HELD: YES. The NTC, in the exercise of its rate-fixing power, is limited by the requirements of public safety, public interest,
reasonable feasibility and reasonable rates, which conjointly more than satisfy the requirements of a valid delegation of
legislative power. The NTC order violates procedural due process because it was issued motu proprio, without notice to
PHILCOMSAT and without the benefit of a hearing. Said order was based merely on an “initial evaluation,” which is a unilateral
evaluation, but had PHILCOMSAT been given an opportunity to present its side before the order in question was issued, the
confiscatory nature of the rate reduction and the consequent deterioration of the public service could have been shown and
demonstrated to NTC. The order pertains exclusively to PHILCOMSAT and to no other. Reduction of rates was made without
affording PHILCOMSAT the benefit of an explanation as to what particular aspect or aspects of the financial statements
warranted a corresponding rate reduction. PHILCOMSAT was not even afforded the opportunity to cross-examine the inspector
who issued the report on which NTC based its questioned order. While the NTC may fix a temporary rate pending final
determination of the application of PHILCOMSAT, such rate-fixing order, temporary though it may be, is not exempt from the
statutory procedural requirements of notice and hearing, as well as the requirement of reasonableness.
Assuming that such power is vested in NTC, it may not exercise the same in an arbitrary and confiscatory manner.
Categorizing such an order as temporary in nature does not perforce entail the applicability of a different rule of statutory
procedure than would otherwise be applied to any other order on the same matter unless otherwise provided by the applicable
law. NTC has no authority to make such order without first giving PHILCOMSAT a hearing, whether the order be temporary or
permanent, and it is immaterial whether the same is made upon a complaint, a summary investigation, or upon the
commission’s own motion.

14. ABS-CBN Broadcasting Corp. vs. Court of Tax Appeals G.R. No. L-52306. October 12, 1981
Facts: During the period pertinent to this case, petitionercorporation was engaged in the business of telecasting local as well
as foreign films acquired from foreign corporations not engaged in trade or business within the Philippines. for which petitioner
paid rentals after withholding income tax of 30%of one-half of the film rentals. In implementing Section 4(b) of the Tax Code,
the Commissioner issued General Circular V-334. Pursuant thereto, ABS-CBN Broadcasting Corp. dutifully withheld and turned
over to the BIR 30% of ½ of the film rentals paid by it to foreign corporations not engaged in trade or business in the
Philippines. The last year that the company withheld taxes pursuant to the Circular was in 1968. On 27 June 1908, RA 5431
amended Section 24 (b) of the Tax Code increasing the tax rate from 30% to 35% and revising the tax basis from “such
amount” referring to rents, etc. to “gross income.” In 1971, the Commissioner issued a letter of assessment and demand for
deficiency withholding income tax for years 1965 to 1968. The company requested for reconsideration; where the Commissioner
did not act upon.
Issue: Whether Revenue Memorandum Circular 4-71, revoking General Circular V-334, may be retroactively applied.
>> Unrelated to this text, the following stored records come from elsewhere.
PR #1360, opened 2020-09-17
[PAR-WDFT-248]Laura Caillaux

Lcdevi:
I have to admit that all these are not very clear for me right now... :/

### DIFF
--- a/index.js
+++ b/index.js
@@ -19,9 +19,39 @@ mongoose
     // Before adding any documents to the database, let's delete all previous entries
     return self.connection.dropDatabase();
   })
+  // .then(() => {
+  //   // Recipe.create(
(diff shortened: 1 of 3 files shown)


Fanny-Sbn:
Hello Laura, thanks for your lab.

In your Recipe Model, you have twice image, remove line 14.

Actually your code is working well, the only mistake is for the console log of the recipes titles. You console logged directly the recipes titles from data, but you need to it with the data you got from the database so, it should look like this : 

Recipe.insertMany(data)
    .then(recipes => console.log(recipes.map(recipe=>recipe.title)))

You also could have used async await function, have a look to the correction when it will be in dev-squad repo 😉 

Good job Laura !

PR #1361, opened 2020-09-17
[PAR-WDFT-248] Ailie McCorkindale

RaspberryChaos:


ta-web-paris:
Hey Ailie ! 
Nice job on this lab, just one thing : you don't have to do as many async as you did, you can do just one async and several await inside :) 

Otherwise all good

Nina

Held: Rulings or circulars promulgated by the Commissioner have no retroactive application where to so apply them would be
prejudicial to taxpayers. Herein, the prejudice the company of the retroactive application of Memorandum Circular 4-71 is
beyond question. It was issued only in 1971, or three years after 1968, the last year that petitioner had withheld taxes under
General Circular No. V-334. The assessment and demand on petitioner to pay deficiency withholding income tax was also made
three years after 1968 for a period of time commencing in 1965. The company was no longer in a position to withhold taxes due
from foreign corporations because it had already remitted all film rentals and had no longer control over them when the new
circular was issued. Insofar as the enumerated exceptions are concerned, the company does not fall under any of them.